*TO DO*:
From the first record to the last, write each one out again exactly.

+ + + +

PR #2285, opened 2026-05-21
feat(speculative): add checkpoint resume for EAGLE recipes

khazic:
## What

Adds a proper save/load checkpoint cycle to the EAGLE-1, EAGLE-2, and EAGLE-3
training recipes. The previous ``_save_checkpoint`` only persisted the draft
model state dict plus a small meta blob, and there was no load path -- a
crashed run could not resume and discarded all optimizer / scheduler / RNG
progress.

## Changelog

- ``train_eagle1.py`` / ``train_eagle3.py``: build a ``Checkpointer`` +
  ``CheckpointingConfig`` in ``setup()`` and call
  ``load_checkpoint(self.cfg.get("checkpoint.restore_from"))`` before the
  training loop. Resolves ``"LATEST"``, named subdirs, and explicit paths
  with config-compat validation.
- Override ``save_checkpoint`` (not delegated to
  ``BaseRecipe.save_checkpoint``) because EAGLE holds multiple ``nn.Module``
  attributes -- ``target_model``, ``target_wrapper``, and the DDP-wrapped
  ``trainer_module`` -- and the inherited auto-tracker would pick the
  alphabetically-last module as the "main" model. Only ``draft_model`` is
  persisted; the frozen target is reloaded from HF on each run.
- EAGLE-3 ``_save_extra_state`` / ``_load_extra_state`` carry the
  ``selected_token_ids`` / ``selected_token_mask`` vocab mapping tensors
  alongside ``global_step`` and ``epoch``, with backward-compatible reading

+ + + +

*WORKED SOLUTION*:
PR #2285, opened 2026-05-21
feat(speculative): add checkpoint resume for EAGLE recipes

khazic:
## What

Adds a proper save/load checkpoint cycle to the EAGLE-1, EAGLE-2, and EAGLE-3
training recipes. The previous ``_save_checkpoint`` only persisted the draft
model state dict plus a small meta blob, and there was no load path -- a
crashed run could not resume and discarded all optimizer / scheduler / RNG
progress.

## Changelog

- ``train_eagle1.py`` / ``train_eagle3.py``: build a ``Checkpointer`` +
  ``CheckpointingConfig`` in ``setup()`` and call
  ``load_checkpoint(self.cfg.get("checkpoint.restore_from"))`` before the
  training loop. Resolves ``"LATEST"``, named subdirs, and explicit paths
  with config-compat validation.
- Override ``save_checkpoint`` (not delegated to
  ``BaseRecipe.save_checkpoint``) because EAGLE holds multiple ``nn.Module``
  attributes -- ``target_model``, ``target_wrapper``, and the DDP-wrapped
  ``trainer_module`` -- and the inherited auto-tracker would pick the
  alphabetically-last module as the "main" model. Only ``draft_model`` is
  persisted; the frozen target is reloaded from HF on each run.
- EAGLE-3 ``_save_extra_state`` / ``_load_extra_state`` carry the
  ``selected_token_ids`` / ``selected_token_mask`` vocab mapping tensors
  alongside ``global_step`` and ``epoch``, with backward-compatible reading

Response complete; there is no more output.